*** Opening Provided data ***

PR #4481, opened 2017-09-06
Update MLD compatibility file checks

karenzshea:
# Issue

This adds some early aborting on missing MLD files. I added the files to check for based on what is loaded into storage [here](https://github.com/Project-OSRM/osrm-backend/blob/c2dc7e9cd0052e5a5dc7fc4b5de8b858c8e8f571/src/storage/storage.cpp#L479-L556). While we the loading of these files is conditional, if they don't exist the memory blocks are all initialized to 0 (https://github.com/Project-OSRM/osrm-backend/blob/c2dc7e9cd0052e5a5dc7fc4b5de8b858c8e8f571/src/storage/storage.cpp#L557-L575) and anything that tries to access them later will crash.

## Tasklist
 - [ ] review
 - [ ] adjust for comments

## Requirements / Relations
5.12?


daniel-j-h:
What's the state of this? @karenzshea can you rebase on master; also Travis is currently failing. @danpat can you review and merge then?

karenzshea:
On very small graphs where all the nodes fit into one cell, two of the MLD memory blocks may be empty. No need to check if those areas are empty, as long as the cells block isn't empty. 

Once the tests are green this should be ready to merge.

*** Closing Provided data ***
*** Opening Provided data ***

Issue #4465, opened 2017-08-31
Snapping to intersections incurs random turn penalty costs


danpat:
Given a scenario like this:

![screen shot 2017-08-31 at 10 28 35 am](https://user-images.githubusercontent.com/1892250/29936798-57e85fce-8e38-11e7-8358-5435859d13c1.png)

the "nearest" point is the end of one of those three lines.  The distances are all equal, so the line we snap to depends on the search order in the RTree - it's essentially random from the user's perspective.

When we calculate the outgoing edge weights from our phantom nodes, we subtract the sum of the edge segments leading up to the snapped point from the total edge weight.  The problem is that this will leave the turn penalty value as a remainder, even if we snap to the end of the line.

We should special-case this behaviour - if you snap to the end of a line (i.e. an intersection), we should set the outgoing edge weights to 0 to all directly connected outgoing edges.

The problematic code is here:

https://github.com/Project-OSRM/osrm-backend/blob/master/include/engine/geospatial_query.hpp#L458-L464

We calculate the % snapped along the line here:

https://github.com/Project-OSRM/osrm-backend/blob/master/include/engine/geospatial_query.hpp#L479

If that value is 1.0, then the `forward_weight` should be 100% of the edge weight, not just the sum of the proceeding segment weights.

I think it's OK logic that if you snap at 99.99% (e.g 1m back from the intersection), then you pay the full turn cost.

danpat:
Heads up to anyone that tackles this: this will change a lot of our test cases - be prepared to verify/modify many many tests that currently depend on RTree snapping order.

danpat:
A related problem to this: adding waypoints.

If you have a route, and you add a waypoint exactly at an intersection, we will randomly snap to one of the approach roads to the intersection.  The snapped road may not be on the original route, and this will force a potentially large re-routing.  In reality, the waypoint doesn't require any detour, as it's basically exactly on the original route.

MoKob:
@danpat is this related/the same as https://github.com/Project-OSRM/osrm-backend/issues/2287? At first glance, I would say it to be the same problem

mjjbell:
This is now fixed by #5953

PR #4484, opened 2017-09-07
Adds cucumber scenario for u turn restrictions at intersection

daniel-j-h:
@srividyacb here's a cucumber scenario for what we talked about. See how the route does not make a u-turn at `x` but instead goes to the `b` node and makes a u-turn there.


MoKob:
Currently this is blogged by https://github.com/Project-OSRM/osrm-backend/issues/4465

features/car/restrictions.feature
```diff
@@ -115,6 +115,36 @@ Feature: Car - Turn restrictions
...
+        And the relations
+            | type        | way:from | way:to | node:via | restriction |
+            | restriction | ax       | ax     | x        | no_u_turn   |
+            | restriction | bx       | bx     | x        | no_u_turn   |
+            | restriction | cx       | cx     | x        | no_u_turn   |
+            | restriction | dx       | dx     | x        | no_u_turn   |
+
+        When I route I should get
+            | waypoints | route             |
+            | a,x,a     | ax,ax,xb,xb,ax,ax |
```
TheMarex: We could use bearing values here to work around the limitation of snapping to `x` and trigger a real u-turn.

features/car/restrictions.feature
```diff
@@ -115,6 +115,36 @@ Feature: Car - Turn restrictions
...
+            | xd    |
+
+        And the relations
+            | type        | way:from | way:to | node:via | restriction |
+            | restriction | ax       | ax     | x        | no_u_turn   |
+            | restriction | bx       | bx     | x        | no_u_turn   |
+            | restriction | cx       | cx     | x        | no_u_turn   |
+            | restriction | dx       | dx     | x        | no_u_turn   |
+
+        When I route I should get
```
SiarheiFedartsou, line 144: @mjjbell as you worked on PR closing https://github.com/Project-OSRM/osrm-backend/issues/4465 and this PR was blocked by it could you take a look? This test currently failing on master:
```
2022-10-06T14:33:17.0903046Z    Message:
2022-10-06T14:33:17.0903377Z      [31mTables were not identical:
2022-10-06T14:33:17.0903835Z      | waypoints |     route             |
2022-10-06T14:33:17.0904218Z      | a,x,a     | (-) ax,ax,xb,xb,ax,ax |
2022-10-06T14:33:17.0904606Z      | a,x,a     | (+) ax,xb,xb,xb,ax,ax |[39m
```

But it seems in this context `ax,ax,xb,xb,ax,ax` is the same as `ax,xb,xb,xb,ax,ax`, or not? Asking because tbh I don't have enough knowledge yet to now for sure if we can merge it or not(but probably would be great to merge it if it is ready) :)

*** Closing Provided data ***
*** Opening Provided data ***

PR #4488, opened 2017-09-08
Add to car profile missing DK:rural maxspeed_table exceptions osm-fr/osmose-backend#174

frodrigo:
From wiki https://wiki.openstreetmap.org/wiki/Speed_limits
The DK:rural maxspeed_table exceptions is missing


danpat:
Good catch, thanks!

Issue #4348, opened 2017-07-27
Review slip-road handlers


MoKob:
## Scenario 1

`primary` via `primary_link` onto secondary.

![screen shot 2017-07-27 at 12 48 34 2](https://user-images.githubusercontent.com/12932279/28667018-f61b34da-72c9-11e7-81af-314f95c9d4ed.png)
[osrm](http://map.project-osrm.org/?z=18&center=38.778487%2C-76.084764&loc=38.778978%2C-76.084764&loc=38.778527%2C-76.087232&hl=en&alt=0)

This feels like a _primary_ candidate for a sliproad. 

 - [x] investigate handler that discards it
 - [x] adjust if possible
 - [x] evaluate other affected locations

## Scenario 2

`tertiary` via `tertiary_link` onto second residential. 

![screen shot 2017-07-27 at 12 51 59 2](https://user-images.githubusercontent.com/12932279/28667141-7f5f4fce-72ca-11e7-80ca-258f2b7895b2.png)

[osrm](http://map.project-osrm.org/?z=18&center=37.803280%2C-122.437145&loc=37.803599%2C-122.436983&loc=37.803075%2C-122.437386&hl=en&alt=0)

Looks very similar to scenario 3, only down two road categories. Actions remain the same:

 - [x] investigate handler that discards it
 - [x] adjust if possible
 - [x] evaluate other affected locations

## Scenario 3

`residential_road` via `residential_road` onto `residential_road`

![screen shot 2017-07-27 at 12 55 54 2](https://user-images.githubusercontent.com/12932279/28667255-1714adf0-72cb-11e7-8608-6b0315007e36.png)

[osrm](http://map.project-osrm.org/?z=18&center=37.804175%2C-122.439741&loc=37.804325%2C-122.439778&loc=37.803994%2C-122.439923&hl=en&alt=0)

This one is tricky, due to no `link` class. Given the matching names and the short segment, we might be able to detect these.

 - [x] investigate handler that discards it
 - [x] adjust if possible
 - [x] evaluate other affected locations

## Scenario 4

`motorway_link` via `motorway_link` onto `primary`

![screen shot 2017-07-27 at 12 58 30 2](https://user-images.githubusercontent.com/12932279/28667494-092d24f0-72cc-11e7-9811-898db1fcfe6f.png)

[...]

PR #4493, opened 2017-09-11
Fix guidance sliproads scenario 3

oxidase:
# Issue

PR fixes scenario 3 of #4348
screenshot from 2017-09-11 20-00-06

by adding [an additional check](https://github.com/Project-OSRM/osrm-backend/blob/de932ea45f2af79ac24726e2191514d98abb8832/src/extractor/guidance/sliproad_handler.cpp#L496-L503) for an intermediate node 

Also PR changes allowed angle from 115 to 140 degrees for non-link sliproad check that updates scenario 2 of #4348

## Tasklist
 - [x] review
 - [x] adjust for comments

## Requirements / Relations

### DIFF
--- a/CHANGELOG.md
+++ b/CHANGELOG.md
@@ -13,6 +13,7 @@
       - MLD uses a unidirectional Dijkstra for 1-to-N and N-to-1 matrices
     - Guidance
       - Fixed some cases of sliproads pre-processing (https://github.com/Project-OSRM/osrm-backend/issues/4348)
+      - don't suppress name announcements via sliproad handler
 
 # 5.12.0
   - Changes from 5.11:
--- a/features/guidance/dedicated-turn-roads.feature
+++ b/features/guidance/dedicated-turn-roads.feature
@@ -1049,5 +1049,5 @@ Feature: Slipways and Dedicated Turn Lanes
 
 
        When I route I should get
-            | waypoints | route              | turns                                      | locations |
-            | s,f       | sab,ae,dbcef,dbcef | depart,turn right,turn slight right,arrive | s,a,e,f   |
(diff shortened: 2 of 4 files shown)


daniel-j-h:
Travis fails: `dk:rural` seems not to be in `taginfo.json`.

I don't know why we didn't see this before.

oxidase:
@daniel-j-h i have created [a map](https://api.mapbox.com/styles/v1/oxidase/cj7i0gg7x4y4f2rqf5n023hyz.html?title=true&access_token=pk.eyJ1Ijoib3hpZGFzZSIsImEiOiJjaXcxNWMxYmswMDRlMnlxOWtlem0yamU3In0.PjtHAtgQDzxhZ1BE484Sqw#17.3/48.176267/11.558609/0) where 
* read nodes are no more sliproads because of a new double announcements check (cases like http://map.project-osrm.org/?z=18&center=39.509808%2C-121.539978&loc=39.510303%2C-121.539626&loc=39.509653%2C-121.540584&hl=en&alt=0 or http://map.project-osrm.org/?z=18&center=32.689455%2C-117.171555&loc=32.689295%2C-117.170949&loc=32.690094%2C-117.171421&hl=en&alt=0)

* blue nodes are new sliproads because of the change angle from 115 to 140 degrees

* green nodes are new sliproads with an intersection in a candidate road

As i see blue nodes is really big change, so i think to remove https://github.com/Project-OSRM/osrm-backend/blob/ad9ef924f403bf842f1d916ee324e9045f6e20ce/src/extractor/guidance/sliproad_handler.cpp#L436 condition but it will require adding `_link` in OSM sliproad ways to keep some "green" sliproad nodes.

*** Closing Provided data ***

__What this task involves__. Only the lines above starting at the line that holds "screenshot from 2017-09-11 20-00-06" and ending at the line that holds "by adding [an" are to be repeated, exactly and in full.

__Answer space__.
screenshot from 2017-09-11 20-00-06

by adding [an additional check](https://github.com/Project-OSRM/osrm-backend/blob/de932ea45f2af79ac24726e2191514d98abb8832/src/extractor/guidance/sliproad_handler.cpp#L496-L503) for an intermediate node 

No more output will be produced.